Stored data
PR #33, opened 2019-12-07
Logic for recieving events via broadcasting.

navilperez:
websocket_handlers: new handler for listening to events broadcast by the
server. When it recieves an event it is able to notify the
WorkspaceClient via a callback.

WorkspaceClient and index.js: Logic for trigger interactions with the
server moved from index.js to WorkspaceClient.

### DIFF
--- a/blockly-rtc/src/WorkspaceClient.js
+++ b/blockly-rtc/src/WorkspaceClient.js
@@ -53,272 +53,274 @@ import EventEmitter from 'events';
  * client corresponds to.
  */
 export default class WorkspaceClient {
-    constructor(workspaceId, getEventsHandler, addEventsHandler, broadcastEventsHandler) {
-      this.workspaceId = workspaceId;
-      this.lastSync = 0;
-      this.inProgress = [];
-      this.notSent = [];
-      this.activeChanges = [];
-      this.writeInProgress = false;
-      this.counter = 0;
-      this.serverEvents = [];
-      this.updateInProgress = false;
-      this.getEventsHandler = getEventsHandler;
-      this.addEventsHandler = addEventsHandler;
-      this.broadcastEventsHandler = broadcastEventsHandler;
-      this.listener = new EventEmitter();
-    };  
+  constructor(workspaceId, getEventsHandler, addEventsHandler, broadcastEventsHandler) {
+    this.workspaceId = workspaceId;
+    this.lastSync = 0;
+    this.inProgress = [];
+    this.notSent = [];
+    this.activeChanges = [];
+    this.writeInProgress = false;
+    this.counter = 0;
+    this.serverEvents = [];
+    this.updateInProgress = false;
+    this.getEventsHandler = getEventsHandler;
+    this.addEventsHandler = addEventsHandler;
+    this.broadcastEventsHandler = broadcastEventsHandler;
+    this.listener = new EventEmitter();
+  };  
 
 
-    /**
-     * Initiate the workspace by running all stored events and activating the
-     * handling of recieving events from the server.
-     * @public
-     */
-    async initiateWorkspace() {
-      // TODO: Get an SVG of the current blocks on the workspace instead of
-      // replaying history.
-      const events = await this.getEventsHandler(0);
-      this.addServerEvents_(events);
-      if (this.broadcastEventsHandler) {
-        this.broadcastEventsHandler(this.addServerEvents_.bind(this));
-      } else {
-        this.pollServer_();
-      };
+  /**
+   * Initiate the workspace by running all stored events and activating the
+   * handling of recieving events from the server.
+   * @public
+   */
+  async initiateWorkspace() {
+    // TODO: Get an SVG of the current blocks on the workspace instead of
+    // replaying history.
+    const events = await this.getEventsHandler(0);
+    this.addServerEvents_(events);
+    if (this.broadcastEventsHandler) {
+      this.broadcastEventsHandler(this.addServerEvents_.bind(this));
+    } else {
+      this.pollServer_();
     };
+  };
 
-    /**
-     * Add an event to activeChanges.
-     * @param {!Object} event The Blockly.Event JSON created by the client.
-     * @public
-     */
-    addEvent(event) {
-      this.activeChanges.push(event);
+  /**
+   * Add an event to activeChanges.
+   * @param {!Object} event The Blockly.Event JSON created by the client.
+   * @public
+   */
+  addEvent(event) {
+    this.activeChanges.push(event);
+  };
+
+  /**
+   * Add the events in activeChanges to notSent. Initiates process for sending
+   * local changes to the database.
+   * @public
+   */
+  flushEvents() {
+    this.notSent = this.notSent.concat(this.activeChanges);
+    this.activeChanges = [];
+    this.updateServer_();
+  };
+
+  /**
+   * Send local changes to the server. Continuously runs until all local changes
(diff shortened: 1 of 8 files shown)


blockly-rtc/src/websocket_handlers.js
```diff
@@ -33,10 +48,29 @@ export async function getEvents(serverId) {
...
+
+/**
+ * Listen for events broadcast by the server.
+ * @param {!Function} callback The callback handler that passes the events to
+ * the workspace.
+ * @return {!Promise} Promise object that represents the success of the write.
+ * @public
+ */
+export function getBroadcast(callback) {
+  socket.on('broadcastEvents', (rows)=> {
```
rachel-fenichel: Naming question: everywhere else you're calling it your variable `entry`.  Here you're calling the variable `rows`.  Why?

blockly-rtc/src/index.js
```diff
@@ -33,65 +33,29 @@ import WorkspaceClient from './WorkspaceClient';
...
-            console.error('Failed to write to database.');
-        });
-    };
-
-    /**
-     * Periodically signal the WorkspaceClient to query the database and call
-     * runEvents_() with the result of the query.
-     * @private
-     */
-    function pollServer_() {
```
rachel-fenichel: Your doc says that you will retain polling for use in cases where broadcasting isn't working.  You may need to keep this function around for that.

blockly-rtc/src/http_handlers.js
```diff
@@ -20,10 +20,18 @@
  * @author navil@google.com (Navil Perez)
  */
 
+/**
```
rachel-fenichel, line 23: Is there a single place that you can put all of these typedefs, so that you don't need to have them repeated in multiple files?

blockly-rtc/src/http_handlers.js
```diff
@@ -20,10 +20,18 @@
...
+ * @property {<!Array.<!Object>>} events An array of Blockly Events in JSON
+ * format.
+ * @property {string} entryId The id assigned to an event by the client.
+ */
+
 /**
  * Query the database for rows since the given server id.
  * @param {number} serverId serverId for the lower bound of the query.
- * @return {!Array.<!Object>} Rows of events since the given serverId.
+ * @return {<!Array.<!Object>>} Rows of entries since the given serverId.
```
rachel-fenichel: Can you make `!Object` more specific here?  Is it `!LocalEntry`?

blockly-rtc/src/WorkspaceClient.js
```diff
@@ -51,51 +53,92 @@
  * client corresponds to.
  */
 export default class WorkspaceClient {
-    constructor(workspaceId, getEventsHandler, addEventsHandler) {
```
rachel-fenichel: Nit: Why is so much of this a diff?  It looks like maybe you have inconsistent sizing on your tabs, so that some are 2 spaces and some are 4.  I think this diff will be much smaller if you fix that.

rachel-fenichel (commented):
I started by looking at files other than WorkspaceClient and the tests, and will loop back to those later today.

blockly-rtc/src/WorkspaceClient.js
navilperez: Yes, there is inconsistent indentation in this file. I fixed those inconsistencies in this PR, but it seems to create a lot of noise and hide the relevant changes. My plan is to go back to inconsistent formatting for this PR and upload another PR with format changes that I will merge here. The diff should be smaller now. Thanks for your patience.

blockly-rtc/src/index.js
navilperez: Yes, we do still keep polling. This logic has been migrated over to WorkspaceClient which should be easier to see now that the diff is more representative of the change.

blockly-rtc/src/websocket_handlers.js
navilperez: Good catch. It used to be `rows` when each Blockly Event was written to the database in a separate row. Now, Blockly Events are grouped and added to the database as one row, or `entry`.

I go through looking for any places where it is still called `rows` and change it to `entry` in a following commit to this PR.

blockly-rtc/src/WorkspaceClient.js
```diff
@@ -126,26 +169,75 @@ export default class WorkspaceClient {
...
 
+  /**
+   * Periodically query the database for new server events and add them to
+   * serverEvents.
+   * @private
+   */
+  async pollServer_() {
+    const rows = await this.queryDatabase_();
+    await this.addServerEvents_(rows);
+    this.pollServer_();
```
rachel-fenichel: This will run more or less continuously.  What's the plan for knocking it down to a lower frequency?

blockly-rtc/src/WorkspaceClient.js
```diff
@@ -126,26 +169,75 @@ export default class WorkspaceClient {
...
     } catch {
       return [];
     };
   };
 
+  /**
+   * Add newServerEvents to the end of this.serverEvents and initiate process of
+   * applying server events to the workspace if the newServerEvents are recieved
+   * in the correct order.
+   * @param {<!Array.<!row>>} newServerEvents The events recieved from the server.
```
rachel-fenichel: Capital R Row?

blockly-rtc/src/WorkspaceClient.js
```diff
@@ -126,26 +169,75 @@ export default class WorkspaceClient {
...
+   * @private
+   */
+  async addServerEvents_(newServerEvents) {
+    if (newServerEvents.length == 0) {
+      return;
+    }
+    if (newServerEvents[0].serverId != this.lastSync + 1) {
+      newServerEvents = await this.queryDatabase_();
+    };
+    this.lastSync = newServerEvents[newServerEvents.length-1].serverId;
```
rachel-fenichel: Nit: spaces around `-`

blockly-rtc/src/http_handlers.js
navilperez: They are a bit different. LocalEntry is how they are stored locally before being written to the database where they then assigned a serverId.
LocalEntry
```
{
  events:
  entryId:
}
```

This object (tentatively ServerEntry)
```
{
  events:
  entryId:
  serverId:
}
```
 I can make another typedef for this object and make it more specific.

blockly-rtc/src/http_handlers.js
navilperez: Not having them repeated would be ideal. Based on a quick Google search it seems that putting them all in a single `config.js` file can be done.

Is there a convention for this that you recommend?

blockly-rtc/src/http_handlers.js
navilperez: Actually, there already is a typedef for this called "Row" I will change the JSDoc accordingly.

blockly-rtc/src/http_handlers.js
rachel-fenichel: That sounds good.  I would call it `typedefs.js` instead of `config.js`.  You can add that to your task list and do it in a separate PR.

blockly-rtc/src/WorkspaceClient.js
navilperez: For the time being I will add a timeout to poll every couple of seconds.
The long term solution is to move from continuous polling to long polling.

rachel-fenichel (approved):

> **Try it**
Give back exactly the lines from the first line of the records through the line holding "WorkspaceClient via a callback.", including both of those lines and leaving out all others.

> **Written response**
PR #33, opened 2019-12-07
Logic for recieving events via broadcasting.

navilperez:
websocket_handlers: new handler for listening to events broadcast by the
server. When it recieves an event it is able to notify the
WorkspaceClient via a callback.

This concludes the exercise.